公孙康嘴里呼出的热气让郑娴耳朵一瞬间红透了,白净的脸庞也透露出一抹羞红。
郑娴推开公孙康,捋了捋有些凌乱的头发。“真的吗?就是不知道爹爹愿不愿意。”
公孙康看向逐渐黑透的大海,夜晚的大海容易让人心生恐惧,仿佛那黑夜中隐藏着什么可怕的生物。
“师傅不让,绑也得把他绑过去,不仅如此,郑家村的村民,都要过去。
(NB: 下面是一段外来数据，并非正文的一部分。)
PR #41434, opened 2026-02-23
refactor(cache): Convert package cache backends to classes

zharinov:
## Changes

Moves package cache backends into `impl/` as classes extending a shared `PackageCacheBase` abstract class. Adds `backend.ts` to manage backend lifecycle. `index.ts` now delegates to `backend.ts` for raw operations.

**Migration from `redis.ts` entry point:**

`get`, `set`, `destroy` signatures are unchanged. Only `init` changes:

```ts
// Old
import { init, get, set, destroy } from 'renovate/dist/util/cache/package/redis';
await init(url, prefix);

// New
import { init, get, set, destroy } from 'renovate/dist/util/cache/package/backend';
await init({ redisUrl: url, redisPrefix: prefix });
```

First step of incremental port of #39489.

## Context

## AI assistance disclosure


lib/util/cache/package/sqlite.ts
```diff
@@ -75,11 +76,6 @@ export class SqlitePackageCache {
     client
       .prepare('CREATE INDEX IF NOT EXISTS expiry ON package_cache (expiry)')
       .run();
-    client
-      .prepare(
-        'CREATE INDEX IF NOT EXISTS namespace_key ON package_cache (namespace, key)',
-      )
-      .run();
```
viceice, line 82: why this is removed 🤔

viceice (commented):
otherwise LGTM

lib/util/cache/package/sqlite.ts
zharinov: `(namespace, key)` is already a PK

viceice (approved):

”公孙康的语气中带着一丝坚定。
郑娴已经十四岁,情窦初开的年纪,看见霸气的公孙康,眼中透漏出迷恋以及一丝丝的爱慕。
海风渐起,公孙康怕郑娴着凉,让她返回船舱,自己在船头规划着未来。
如今公孙康虽然来到汉末三年了,但是并不知道,黄巾起义还有几年。汉末没有公元这一说法,自己并不知道这些年号是什么意思。
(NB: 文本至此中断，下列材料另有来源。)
PR #44621, opened 2026-07-15
feat(gitlab): add gitlab codeowners role support

sbreakey:
Discussion: https://github.com/renovatebot/renovate/discussions/44620

## Changes

GitLab supports the `@@role` syntax in its CODEOWNERS specification (for example `@@developer`, `@@maintainer`, `@@owner`), which assigns a code owner by project role rather than by a specific user or group. See the [GitLab docs](https://docs.gitlab.com/user/project/codeowners/reference/#add-a-role-as-a-code-owner).

Previously, when resolving reviewers/assignees, `expandGroupMembers` did not recognise the `@@role` syntax. It stripped the leading `@` and passed the remainder (for example `@developer`) to the GitLab groups API as if it were a group name. No such group exists, so the request returned a `404`, the role handle was pushed through unchanged as a fallback, and the intended reviewers were never assigned.

This PR detects `@@role` handles in `expandGroupMembers` before the group-expansion path. When a handle maps to a known GitLab role, it resolves to the project's members at the matching access level (via the project members API, filtered by `access_level`) and expands to their usernames, mirroring how group handles are expanded today. Handles that are not recognised roles continue through the existing group/user logic unchanged.

## Context

## AI assistance disclosure

Claude Code (Opus 4.8) was used to help implement the role-resolution logic, write unit tests, and draft documentation. All changes were reviewed by me.

The public repository: N/A

### DIFF
--- a/lib/config/options/index.ts
+++ b/lib/config/options/index.ts
@@ -2654,7 +2654,7 @@ const options: Readonly<RenovateOptions>[] = [
   {
     name: 'expandCodeOwnersGroups',
     description:
-      'Expand the configured code owner groups into a full list of group members. On GitLab, also expands role handles (`@@developer`, `@@maintainer`, `@@owner`) into the project members holding that role.',
+      'Expand the configured code owner groups into a full list of group members.',
     type: 'boolean',
     default: false,
     supportedPlatforms: ['gitlab'],
--- a/lib/config/options/index.ts
+++ b/lib/config/options/index.ts
@@ -2654,7 +2654,7 @@ const options: Readonly<RenovateOptions>[] = [
   {
     name: 'expandCodeOwnersGroups',
     description:
-      'Expand the configured code owner groups into a full list of group members.',
+      'Expand the configured code owner groups into a full list of group members. On GitLab, also expands role handles (`@@developer`, `@@maintainer`, `@@owner`) into the project members holding that role.',
     type: 'boolean',
     default: false,
     supportedPlatforms: ['gitlab'],
--- a/lib/modules/platform/gitlab/http.ts
+++ b/lib/modules/platform/gitlab/http.ts
@@ -21,7 +21,7 @@ export async function getUserID(username: string): Promise<number> {
   return userInfo[0].id;
 }
 
-async function getMembers(group: string): Promise<GitLabUser[]> {
+async function getGroupMembers(group: string): Promise<GitLabUser[]> {
   const groupEncoded = encodeURIComponent(group);
   return (
     await gitlabApi.getJsonUnchecked<GitLabUser[]>(
@@ -32,7 +32,7 @@ async function getMembers(group: string): Promise<GitLabUser[]> {
 
 export async function getMemberUserIDs(group: string): Promise<number[]> {
   try {
-    const members = await getMembers(group);
+    const members = await getGroupMembers(group);
     return members.map((u) => u.id);
   } catch (err) {
     logger.once.warn(
@@ -44,7 +44,7 @@ export async function getMemberUserIDs(group: string): Promise<number[]> {
 }
 
 export async function getMemberUsernames(group: string): Promise<string[]> {
-  const members = await getMembers(group);
+  const members = await getGroupMembers(group);
   return members.map((u) => u.username);
 }
 
--- a/lib/modules/platform/gitlab/http.ts
+++ b/lib/modules/platform/gitlab/http.ts
@@ -48,25 +48,22 @@ export async function getMemberUsernames(group: string): Promise<string[]> {
   return members.map((u) => u.username);
 }
 
-async function getProjectMembersByRole(
-  repo: string,
-  accessLevel: number,
-): Promise<GitLabUser[]> {
-  const members = (
+async function getProjectMembers(repo: string): Promise<GitLabUser[]> {
+  const repoEncoded = encodeURIComponent(repo);
+  return (
     await gitlabApi.getJsonUnchecked<GitLabUser[]>(
-      `projects/${encodeURIComponent(repo)}/members`,
+      `projects/${repoEncoded}/members`,
       { paginate: true },
     )
   ).body;
-  return members.filter((m) => m.access_level === accessLevel);
 }
 
-export async function getRoleMemberUsernames(
+export async function getProjectMembersByRole(
   repo: string,
   accessLevel: number,
-): Promise<string[]> {
-  const members = await getProjectMembersByRole(repo, accessLevel);
-  return members.map((u) => u.username);
+): Promise<GitLabUser[]> {
+  const members = await getProjectMembers(repo);
+  return members.filter((m) => m.access_level === accessLevel);
 }
 
 export async function isUserBusy(user: string): Promise<boolean> {
--- a/lib/modules/platform/gitlab/http.ts
+++ b/lib/modules/platform/gitlab/http.ts
@@ -48,6 +48,27 @@ export async function getMemberUsernames(group: string): Promise<string[]> {
   return members.map((u) => u.username);
 }
 
+async function getProjectMembersByRole(
+  repo: string,
+  accessLevel: number,
+): Promise<GitLabUser[]> {
+  const members = (
+    await gitlabApi.getJsonUnchecked<GitLabUser[]>(
+      `projects/${encodeURIComponent(repo)}/members`,
+      { paginate: true },
+    )
+  ).body;
+  return members.filter((m) => m.access_level === accessLevel);
+}
+
+export async function getRoleMemberUsernames(
+  repo: string,
+  accessLevel: number,
+): Promise<string[]> {
+  const members = await getProjectMembersByRole(repo, accessLevel);
+  return members.map((u) => u.username);
+}
+
 export async function isUserBusy(user: string): Promise<boolean> {
   try {
     const url = `/users/${user}/status`;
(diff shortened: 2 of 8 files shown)


lib/modules/platform/gitlab/roles.ts
```diff
@@ -0,0 +1,26 @@
...
+  minimal_access: 5,
+  guest: 10,
+  planner: 15,
+  reporter: 20,
+  developer: 30,
+  maintainer: 40,
+  owner: 50,
+};
+
+const roleRegex = regEx(/^@@(\w+)$/);
```
RahulGautamSingh: Use `/^@@(?<role>\w+)$/` and `match.groups?.role`

RahulGautamSingh (changes requested):
lgtm apart from this nitpick

lib/modules/platform/gitlab/roles.ts
sbreakey: Thanks, much nicer! Applied that.

RahulGautamSingh (approved):

lib/config/options/index.ts
```diff
@@ -2655,7 +2654,7 @@ const options: Readonly<RenovateOptions>[] = [
   {
     name: 'expandCodeOwnersGroups',
     description:
-      'Expand the configured code owner groups into a full list of group members.',
+      'Expand the configured code owner groups into a full list of group members. On GitLab, also expands role handles (`@@developer`, `@@maintainer`, `@@owner`) into the project members holding that role.',
```
secustor:
```suggestion
      'Expand the configured code owner groups into a full list of group members.',
```

That description is getting too long.

lib/modules/platform/gitlab/http.ts
```diff
@@ -48,6 +48,27 @@ export async function getMemberUsernames(group: string): Promise<string[]> {
...
+async function getProjectMembersByRole(
+  repo: string,
+  accessLevel: number,
+): Promise<GitLabUser[]> {
+  const members = (
+    await gitlabApi.getJsonUnchecked<GitLabUser[]>(
+      `projects/${encodeURIComponent(repo)}/members`,
+      { paginate: true },
+    )
+  ).body;
```
secustor: Use the existing getMembers function 

https://github.com/renovatebot/renovate/pull/44621/changes#diff-01672374522bf63a4e5e74360b5e1cb1e7f13edbd3aa293f13fc5a39c1aeae5eR24

lib/modules/platform/gitlab/roles.ts
```diff
@@ -0,0 +1,26 @@
...
+const roleAccessLevels: Record<string, number> = {
+  no_access: 0,
+  minimal_access: 5,
+  guest: 10,
+  planner: 15,
+  reporter: 20,
+  developer: 30,
+  maintainer: 40,
+  owner: 50,
+};
```
secustor:
```suggestion
} as const;
```

secustor (changes requested):

lib/modules/platform/gitlab/http.ts
sbreakey: @secustor thanks for the review. If I have understood you correctly, [getMembers](https://github.com/renovatebot/renovate/blob/969d1a1c49ff273218fe10a094bbd9bbf9a3ae6b/lib/modules/platform/gitlab/http.ts#L24-L31) doesn't appear appropriate here.

It calls `groups/{group}/members`, whereas I need to call `projects/{repo}/members` to get project level members as opposed to group specific members.

Please let me know if I have misunderstood.

An alternative tidy up may be:
- rename `getMembers` to `getGroupMembers` for clarity
- factor out a `getProjectMembers` to do the pure api call (retaining the pagination which `getMembers` incidentally lacks)
- keep `getRoleMemberUsernames` as a thin wrapper that delegates to `getProjectMembers` and does the `access_level` filtering and mapping to `username` itself

secustor: Ah, I have missed that detail. 

Let's do it like this: 
- Rename getMembers to getGroupMembers 
- Extract `getProjectMembers` out of `getProjectMembersByRole`
- Move the logic of `getRoleMemberUsernames` to https://github.com/renovatebot/renovate/pull/44621/changes#diff-bd7375b4be9976d8d1ee7d683faf833d11b283e65518c59be09ace09271b90e8R1485

Having only the usernames there reduces the functions re usability.

lib/modules/platform/gitlab/index.spec.ts
```diff
@@ -4340,5 +4254,63 @@ These updates have all been created already. To force a retry/rebase of any, cli
...
+        .reply(200, [
+          { username: 'dev-one', access_level: 30 },
+          { username: 'maintainer', access_level: 40 },
+          { username: 'dev-two', access_level: 30 },
+          { username: 'owner', access_level: 50 },
+        ]);
+      const expandedGroupMembers = await gitlab.expandGroupMembers?.([
+        '@@developer',
+      ]);
+      expect(expandedGroupMembers).toEqual(['dev-one', 'dev-two']);
```
secustor:
```suggestion
      await expect(gitlab.expandGroupMembers?.([
        '@@developer',
      ])).resolves.toEqual(['dev-one', 'dev-two']);
```
Chain this directly together, so there are better errors in case of crashes.

Same for the other tests.

sbreakey: Thanks, I applied this locally and have pushed.

To point out, I changed other tests that I initially hadn't touched. Seemed sensible to remain consistent.

lib/modules/platform/gitlab/http.ts
sbreakey: Thanks, thats done.

secustor (approved):

secustor:
Thanks for contributing!

lib/modules/platform/gitlab/http.ts
```diff
@@ -44,10 +44,28 @@ export async function getMemberUserIDs(group: string): Promise<number[]> {
...
 export async function getMemberUsernames(group: string): Promise<string[]> {
-  const members = await getMembers(group);
+  const members = await getGroupMembers(group);
   return members.map((u) => u.username);
 }
 
+async function getProjectMembers(repo: string): Promise<GitLabUser[]> {
+  const repoEncoded = encodeURIComponent(repo);
+  return (
+    await gitlabApi.getJsonUnchecked<GitLabUser[]>(
```
viceice, line 54: new http requests should use zod schema validation 😔

lib/modules/platform/gitlab/roles.ts
```diff
@@ -0,0 +1,26 @@
...
+const roleAccessLevels: Record<string, number> = {
+  no_access: 0,
+  minimal_access: 5,
+  guest: 10,
+  planner: 15,
+  reporter: 20,
+  developer: 30,
+  maintainer: 40,
+  owner: 50,
+} as const;
```
viceice, line 13: const males no sense when the variable is explicit typed, so this or the explicit type should be removed

lib/modules/platform/gitlab/roles.ts
```diff
@@ -0,0 +1,26 @@
...
+
+const roleRegex = regEx(/^@@(?<role>\w+)$/);
+
+/**
+ * Parse a GitLab CODEOWNERS role handle (`@@developer`, `@@maintainer`,
+ * `@@owner`, etc) into its access level. Returns `null` when the handle is not a
+ * recognized role, so `getRoleAccessLevel(x) !== null` doubles as a role check.
+ */
+export function getRoleAccessLevel(handle: string): number | null {
+  const role = roleRegex.exec(handle)?.groups?.role;
```
viceice, line 23: I would use simple string ops (starts with, substting, ...)instead of regex for performance reasons.

lib/modules/platform/gitlab/roles.ts
```diff
@@ -0,0 +1,26 @@
...
+  const level = role ? roleAccessLevels[role.toLowerCase()] : undefined;
```
viceice, line 24: does gitlab also ignore the case?

sbreakey: [The api](https://docs.gitlab.com/api/project_members/) unfortunately doesn't accept any filtering on the role, so a lowercased role never reaches the API. It's only lowercased for local matching, and filtering is then local too and based on the mapped `access_level` number not the role text.

lib/modules/platform/gitlab/http.ts
sbreakey: @viceice I'm happy to submit a follow up for this, and the below comments too. I will do so in a day or two.

sbreakey: PR created here: https://github.com/renovatebot/renovate/pull/44796

lib/modules/platform/gitlab/roles.ts
viceice: I mean: does gitlab accept any casing in code owners file for roles or names?

sbreakey: doh. I can't find any concrete evidence in the docs one way or another.

I did stumble upon [this issue](https://gitlab.com/gitlab-org/gitlab/-/work_items/553323) which incidentally mentions (in [this comment](https://gitlab.com/gitlab-org/gitlab/-/work_items/553323#note_2645474939)) that usernames are case insensitive when it comes to approval rights. So I assume roles are too.

viceice: ok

今年的大旱,见到民不聊生,怨声四起的百姓,又从管亥中套出话,张角已经开始布局,未知的恐惧,就像这黑暗的大海,仿佛下一秒就要降临,将他吞噬成碎片。
他知道黄巾起义的影响有多严重,虽然张角振臂一呼,大汉彻底走向衰亡,但是这轰轰烈烈的大起义之下,伴随着的是无数人的死亡。
脚步声响起,是郑益和太史慈来到他身边。
“怎么了师弟?怎么愁成这样?”经历了运输流民,郑益已经成熟许多,原本内心就热情似火的他,更为豪迈。
“我有预感,大汉要乱起来了。”公孙康长叹。
“不要给自己压力太大,你不是还有我们吗?”郑益搂住公孙康的脖子。
“就是就是,要有些年轻人的朝气,你才十六岁,别一天天整的跟小老头一样。”太史慈也搂住公孙康,放声大笑。
公孙康看着自己的这两个好兄弟,也是忍不住站起来,对着大海放声长啸。
郑益二人也跟着放声长啸。
三支啸声,一浑厚有力,一沉稳连绵,一桀骜不驯。三双大手连在一起,黑暗中黝黑的眸子闪闪发光。
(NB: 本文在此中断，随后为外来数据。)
PR #44651, opened 2026-07-16
feat: add `commitTrailers` option

felipecrs:
## Changes

Currently, the only way to add git trailers today is via `commitBody`. But that doesn't work for Gerrit because Renovate appends its own `Renovate-Branch`/`Change-Id` block **after** the body, so user-defined trailers end up in a non-final message block and are not real trailers per [git interpret-trailers](https://git-scm.com/docs/git-interpret-trailers) rules.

三人抱在一起。在船舱中暗自观察的郑玄发出慈祥的微笑,他有三个好徒弟。
海风渐大,众人不再多呆,回到船舱。
在公孙康即将进船舱时,驾驶这艘船的管承将其拉到一旁,塞给公孙康一封信。
回到船舱,打开书信,字体浑厚有力,但是字体凌乱,甚至可以说丑陋。
里面是管亥的书信,他没有说自己的地址,只说道对公孙康的活命之恩不敢忘,以后定有报答。
公孙康眼神中陷入沉思,随即将书信烧掉,进入梦乡。